Para começar, etimologicamente, "romântico" vem de Romantismo, uma corrente e pensamento cultural que, desde finais do século XVIII e até às primeiras décadas do século XIX, se voltou para as emoções e ideais humanos. O movimento foi uma reação ao classicismo e iluminismo vigentes, cujos preceitos "espartidavam" o artista e o ser humano em geral e inibiam o fluxo natural de suas emoções naturais.

Nesse contexto, o amor passou a ser visto como um caminho de sublimação, uma espécie de catarse para purificar a alma. O artista romântico era obcecado pelo transcendente; Para ele, o mundo não tinha sentido sem os elementos que elevavam o ser humano acima da mediocridade do cotidiano.

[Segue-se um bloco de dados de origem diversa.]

PR #840, opened 2021-09-30
[release-0.47] Return nil when reached maxUnavailable count

rhrazdil:
This is a cherry-pick of #838

kubernetes requeues request with rate limiting when an error
is returned, regardless of what is in the returned Result.

As a consequence, in big clusters, nodes that wait for policy
need to wait for increasingly long time between each reconcile
loop.

>
/kind bug
> /kind enhancement

**Release note**:

```release-note
Fix issue with handlers waiting in Pending state for longer than neccessary
```


rhrazdil:
The job ran out of time before finishing
/retest

PR #404, opened 2022-05-13
update flow types applepay

andyfen:
- remove `$FlowFixMe`'s

- Consolidate `ApplePayShippingMethodUpdate` / `ApplePayShippingContactUpdate` into a single `ApplePayShippingUpdate` type
removes need for generics in `onShippingChangeCallback`

Info:

`ApplePayShippingMethodUpdate`
https://developer.apple.com/documentation/apple_pay_on_the_web/applepayshippingmethodupdate

```
dictionary ApplePayShippingMethodUpdate {
    required [ApplePayLineItem] newTotal;
    sequence <ApplePayLineItem> newLineItems;
    sequence <ApplePayShippingMethod> newShippingMethods;
};
```

`ApplePayShippingContactUpdate`
https://developer.apple.com/documentation/apple_pay_on_the_web/applepayshippingcontactupdate

```
dictionary ApplePayShippingContactUpdate {
    required [ApplePayLineItem] newTotal;
    sequence <ApplePayLineItem> newLineItems;
    sequence <ApplePayError> errors;                       // Not required on ApplePayShippingMethodUpdate
    sequence <ApplePayShippingMethod> newShippingMethods;
};
```

New common `ApplePayShippingUpdate` type
```
export type ApplePayShippingUpdate = {|
    newShippingMethods? : $ReadOnlyArray<ApplePayShippingMethod>,
    newTotal : ApplePayLineItem,
    newLineItems? : $ReadOnlyArray<ApplePayLineItem>
    errors? : $ReadOnlyArray<ApplePayError>,
|};
```

- updates the onshippingchange data


src/payment-flows/applepay/applepay.js
```diff
@@ -117,13 +118,13 @@ function initApplePay({ props, payment, serviceData } : InitOptions) : PaymentFl
         let currentShippingContact : ?ApplePayPaymentContact;
         let currentShippingMethod : ?ApplePayShippingMethod;
 
-        const onShippingChangeCallback = <T>({ orderID, shippingContact, shippingMethod = null, callbackTrigger } : {| orderID : string, shippingContact : ?ApplePayPaymentContact, shippingMethod? : ?ApplePayShippingMethod, callbackTrigger : string |}) : ZalgoPromise<T> => {
+        const onShippingChangeCallback = ({ orderID, shippingContact, shippingMethod = null, callbackTrigger } : {| orderID : string, shippingContact : ?ApplePayPaymentContact, shippingMethod? : ?ApplePayShippingMethod, callbackTrigger : string |}) : ZalgoPromise<ApplePayShippingUpdate> => {
```
mnicpt, line 121: @andyfen Just FYI, this `callbackTrigger` will not be in the new spec.  For now this will work as it will be a pass-through so ok with it.  We will be moving to 2 separate callbacks with this current onShippingChange being backward compatibility option.

src/payment-flows/types.js
```diff
@@ -135,7 +135,7 @@ export type ShippingMethod = {|
     |},
     label : string,
     selected : boolean,
-    type : 'SHIPPING' | 'PICKUP'
+    type : SHIPPING_OPTION_TYPE
```
mnicpt, line 138: 👍

src/payment-flows/applepay/applepay.js
```diff
@@ -138,18 +139,17 @@ function initApplePay({ props, payment, serviceData } : InitOptions) : PaymentFl
...
 
-                // $FlowFixMe
                 return ZalgoPromise.resolve(update);
             }
 
             const { errors, shipping_address } = validateShippingContact(shippingContact);
             
             if (errors && errors.length) {
-                const update = {
+                const update : ApplePayShippingUpdate = {
```
mnicpt, line 148: @andyfen `ApplePayShippingMethodUpdate` and `ApplePayShippingContactUpdate` were to define Apple's type.  Why are we combining to one?  We adapt Apple's interface to PayPal's requirements. Not opposed, just wondering the thought process.

src/payment-flows/applepay/applepay.js
```diff
@@ -117,13 +118,13 @@ function initApplePay({ props, payment, serviceData } : InitOptions) : PaymentFl
         let currentShippingContact : ?ApplePayPaymentContact;
         let currentShippingMethod : ?ApplePayShippingMethod;
 
-        const onShippingChangeCallback = <T>({ orderID, shippingContact, shippingMethod = null, callbackTrigger } : {| orderID : string, shippingContact : ?ApplePayPaymentContact, shippingMethod? : ?ApplePayShippingMethod, callbackTrigger : string |}) : ZalgoPromise<T> => {
```
mnicpt, line 120: @andyfen What is the reason to remove the generic?

andyfen: simpler is better it was not needed.

src/payment-flows/applepay/applepay.js
andyfen: because they share they share the same interface with the exception of errors which is optional on one and not on the other a single type can be used to handle it.

weihou (approved):

src/payment-flows/applepay/applepay.js
mnicpt: @andyfen I'm ok with this for now.  The reason these types were created, although minimal differences, was to ensure accurate shape def since we were adapting Apple's interface to ours.  We just want to keep an eye on this when we update versions of Apple Pay to make sure they don't become too different.  My guess is they won't, but still to keep an eye on it.  Also, I believe these are typed in checkout components as well and may want to keep them in sync.

src/payment-flows/applepay/applepay.js
mnicpt: @andyfen As related to above comment, I wouldn't do things always for simpler when it comes to contracts.  In this case it is ok because the contract differs minimally.

src/props/onShippingChange.js
```diff
@@ -9,18 +9,38 @@ import { getLogger } from '../lib';
...
 import type { CreateOrder } from './createOrder';
 
-type SHIPPING_OPTION_TYPE = 'SHIPPING' | 'PICKUP';
+export type SHIPPING_OPTION_TYPE = 'SHIPPING' | 'PICKUP';
 export type XOnShippingChangeDataType = {|
     orderID? : string,
+    callbackTrigger? : string,
     paymentID? : string,
     paymentToken? : string,
+    amount? : {|
```
mnicpt, line 18: @andyfen This is not required to pass the `amount`.  Anything passed from the app flows through to the merchant.  Dumbledore currently does this.  I'm not opposed, it's just not needed.  Same with `callbackTrigger`.  This also won't enforce anything with the application unless the application has typings in place. Again, non-blocking comment.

O amor, é claro, não poderia ser uma exceção.

A veneração da pessoa amada (uma veneração que muitas vezes beirava a humilhação do amante), o sofrimento do amor, a obsessão por objetivos impossível... Tudo isso caracteriza perfeitamente a ideia de amor na era romântica, que Jane Austen, a grande escritora britânica, retratou com perfeição em seu romance Senso e sensibilidade, em que a protagonista, Marianne, sofre tremendamente por se deixar levar por esse tipo de sentimento.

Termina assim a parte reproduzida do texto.